この作品は18歳未満の方の閲覧を禁止します。フィクションであり、現実の人物・事件とは一切関係ありません。

## 第2話:部屋の酒、寄り添う肩の揺らぎ

 ロビーの灯りが落ち、夜の静けさが旅館を包む中、美香の囁きが耳に残っていた。「また、明日も……」。だが、その言葉は今夜の続きを予感させるものだった。俺は立ち上がり、彼女に視線を向けた。湯煙の残り香が、互いの浴衣に染みついている。

 「今夜、もう少しお話ししませんか? 俺の部屋で、酒でも」

 言葉が自然に出た。美香は一瞬、瞳を伏せた。ためらいの影が頰を掠め、浴衣の裾を指で軽く摘む仕草。だが、ゆっくりと頷いた。彼女の視線が上がり、柔らかく俺を捉える。曖昧な微笑が、境界をぼかすように浮かぶ。

 部屋は旅館の二階、窓から山の闇が見えるこぢんまりとした一室。畳の上に布団が敷かれ、卓に置かれた酒瓶と猪鍋の小鉢が待っていた。美香が入ると、部屋の空気が少し重く、甘く変わった。彼女が座布団に膝を寄せ、俺の隣に腰を下ろす。肩が触れそうな距離。浴衣の生地が擦れる微かな音が、沈黙を埋める。

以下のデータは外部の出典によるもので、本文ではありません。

PR #5219, opened 2016-05-17
1st status prototype commit

emaszs:


bin/htcondor_make_runtime.sh
```diff
@@ -143,14 +143,14 @@ else
...
 fi
 
 pwd
 echo "Making TaskManagerRun tarball"
-tar zcf $ORIGDIR/TaskManagerRun-$CRAB3_VERSION.tar.gz CRAB3.zip TweakPSet.py CMSRunAnalysis.py ApmonIf.py DashboardAPI.py Logger.py ProcInfo.py apmon.py ServerUtilities.py CMSGroupMapper.py RESTInteractions.py libcurl.so.4 || exit 4
+tar zcf $ORIGDIR/TaskManagerRun-$CRAB3_VERSION.tar.gz CRAB3.zip TweakPSet.py CMSRunAnalysis.py ApmonIf.py task_proc_wrapper.sh cache_status.py DashboardAPI.py Logger.py ProcInfo.py apmon.py ServerUtilities.py CMSGroupMapper.py RESTInteractions.py libcurl.so.4 || exit 4
 echo "Making CMSRunAnalysis tarball"
-tar zcf $ORIGDIR/CMSRunAnalysis-$CRAB3_VERSION.tar.gz WMCore.zip TweakPSet.py CMSRunAnalysis.py ApmonIf.py DashboardAPI.py Logger.py ProcInfo.py apmon.py ServerUtilities.py CMSGroupMapper.py RESTInteractions.py DashboardFailure.sh || exit 4
+tar zcf $ORIGDIR/CMSRunAnalysis-$CRAB3_VERSION.tar.gz WMCore.zip TweakPSet.py CMSRunAnalysis.py ApmonIf.py task_proc_wrapper.sh cache_status.py DashboardAPI.py Logger.py ProcInfo.py apmon.py ServerUtilities.py CMSGroupMapper.py RESTInteractions.py DashboardFailure.sh || exit 4
```
mmascher: I don't hink we need this in the CMSRunAnalysis archive, only in TaskManagerRun

mmascher: Not sure also what we need and what can be skipped in the above diffs.

mmascher:
In general I think we should already plan for the future and have a task_process directory in script where we put everything. Keep in mind this is not only for the status, but we plan to use it for other things in the future.

mmascher:
You should also pylint the code using the dmwm pylintrc (https://github.com/dmwm/WMCore/blob/master/standards/.pylintrc). See all the warnings above.

emaszs:
Made some changes according to Marco's comments:
- Moved the daemon log/code files to a separate folder inside the spool dir called task_process. I've had to modify the htcondor_make_runtime script to use recursive copy (cp -r) to include the folder with my code from CRABServer repo, I think that's the cleanest solution. I've also copied the HTCondorUtils.py code to the aforementioned folder to make importing it easier (couldn't find a clean solution for importing something from a parent dir), I think temporarily that should be fine.
- Fixed most of the pylint warnings (ones that were for my code anyway)
- Modified htcondor_make_runtime.sh script to include the scripts only in the taskmanager tarball.

scripts/dag_bootstrap_startup.sh
```diff
@@ -144,6 +144,28 @@ elif [ ! -r $X509_USER_PROXY ]; then
...
+    echo "creating and executing task process daemon jdl"
+cat > task_process/daemon.jdl << EOF
+Universe   = local
+Executable = task_process/task_proc_wrapper.sh
+Arguments  = $CLUSTER_ID
+Log        = task_process/daemon.PC.log
+Output     = task_process/daemon.out.\$(Cluster).\$(Process)
+Error      = task_process/daemon.err.\$(Cluster).\$(Process)
+Queue 1
+EOF
```
mmascher: Remember we'll want to put the jdl file inside the task_process directory

scripts/task_process/HTCondorUtils.py
```diff
@@ -0,0 +1,84 @@
...
+try:
+    quote = classad.quote
+except:
+    pass
+def unquote(value):
+    return classad.ExprTree(value).eval()
+try:
+    unquote = classad.unquote
+except:
+    pass
```
mmascher: I think we can get rid of that logic for condor version prior to 8.1.2.

scripts/task_process/HTCondorUtils.py
```diff
@@ -0,0 +1,84 @@
...
+
+readEvents = getattr(htcondor, 'readEvents', htcondor.read_events)
```
mmascher: and hopefully this as well

scripts/task_process/HTCondorUtils.py
```diff
@@ -0,0 +1,84 @@
...
+                if self.pickleOut:
+                    oo = OutputObj(msg, self.outputObj)
+                    self.wpipe.write(pickle.dumps(oo))
+                else:
+                    self.wpipe.write(msg)
+                self.wpipe.close()
+                os._exit(1)
+        else:
+            os.waitpid(self.pid, 0)
+
```
mmascher: Actually, don't duplicate the HTCondorUtils.py code (and for the previous comments it's for another ticket I guess). Copy&paste like that are evil

scripts/task_process/cache_status.py
```diff
@@ -0,0 +1,222 @@
+#!/usr/bin/python
+import re
+import time
+import logging
+import HTCondorUtils
+import os
+import ast
+import json
+logging.basicConfig(filename='task_process/cache.log', level=logging.DEBUG)
```
mmascher: I'd prefer cache_status.log

scripts/task_process/task_proc_wrapper.sh
```diff
@@ -0,0 +1,39 @@
...
+    
+    if [ $SECONDS -gt $(($TIME_BETWEEN_QUERIES * 3600)) ]; then
+        echo "$SECONDS since last query, requerying."
+        CONDOR_RES=$(condor_q $CLUSTER_ID -af JobStatus)
+        LAST_QUERY_DONE=$(date +"%T")
+        SECONDS=0
+    fi
+
+    echo "Dag status code: $CONDOR_RES"
+    if [ ! -f /etc/enable_status_daemon ]; then
```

 「ありがとうございます。こんな夜遅くに、招いていただいて」

 美香の声は低く、湯上がりの湿り気を帯びていた。俺は酒を注ぎ、猪の煮込みを肴にグラスを合わせる。熱い酒が喉を滑り、胸の奥を温める。会話は前回の続きのように、ぽつぽつと始まった。彼女の夫の話、俺の仕事の単調さ。一人きりの日常の隙間が、互いの言葉に滲む。

 「夫は、いつも遠くにいるんです。心も、体も……。この旅行も、ただの気晴らしのはずが」

 美香の指がグラスを回す。視線が俺の顔を掠め、唇に留まる。俺は彼女の肩に、そっと手を置いた。浴衣越しに伝わる柔らかな熱。彼女は動かず、ただ息を少し深くする。関係の曖昧さが、心地よい霧のように部屋を満たす。夫の不在が、俺の孤独を埋める隙間を生む。はっきりしないまま、肩が寄り添う。

 酒が進むにつれ、言葉が途切れ、沈黙が増える。その間、互いの視線が絡み、指先が卓の上で触れ合う。彼女の肌は滑らかで、湯の残り香が甘く漂う。俺の胸に、期待の疼きが広がる。美香の瞳に、微かな揺らぎ。孤独か、欲求か、それとも別の何かか。境界がぼやけ、俺の心を掴んで離さない。

 「あなたの手、温かいですね。湯上がりのせいかしら」

 美香が囁くように言って、俺の手に自分の指を重ねた。柔らかな圧力。俺は彼女の肩を引き寄せ、浴衣の襟元が少し乱れるのを許す。首筋の白い肌が露わになり、微かな脈動が見える。彼女の息が、俺の頰に触れるほど近く。過去の話が、途切れ途切れに続く。彼女の夫との淡い日々、俺の満たされない夜。言葉の合間に、互いの体温が溶け合うような空気。

 期待が濃密に部屋を満たす。俺の指が、彼女の背に回り、浴衣の紐を優しく探る。美香は目を閉じ、ためらいながらも体を預ける。合意の沈黙。唇が近づき、軽く重なる。柔らかく、湿った感触。酒の味が混じり、甘い疼きが広がる。キスは深くならず、ただ互いの息を確かめるように。彼女の舌先が、控えめに触れ、心理の揺れを伝える。

 唇が離れると、美香が小さく笑った。頰に紅が差す。

 「私、意外と男前? こんなキス、慣れてないんですよ」

 冗談めかした言葉に、俺は吹き出しそうになる。彼女の視線が悪戯っぽく輝き、境界を軽く揺らすジョーク。男前? その響きが、曖昧な魅力を増幅させる。美香の笑顔に、柔らかな秘密が隠れているようで、心がざわつく。だが、その軽さが緊張を和らげ、再び肩を寄せ合う。

 夜が更ける。部屋の障子に月影が差し、畳に二人の影を長く落とす。美香の柔肌に触れる指が、期待を孕んで滑る。浴衣の隙間から、温かな曲線。彼女の息が乱れ、俺の胸に寄りかかる。心理の揺れが深まる。夫の影は遠く、俺たちの孤独が溶け合う。この曖昧な関係が、どこへ向かうのか。ためらいと欲求の狭間で、心が疼く。

 「もっと、近くにいてもいいですか?」

 美香の囁きに、俺は頷いた。肩が重なり、手が絡む。酒の酔いと体温が、境界を溶かす。だが、まだ言葉にしない何か。彼女の瞳の奥に、微かな秘密の光。湯船での再会が、どんな疼きを呼ぶのか。夜更けの誘いが、静かに次を予感させる。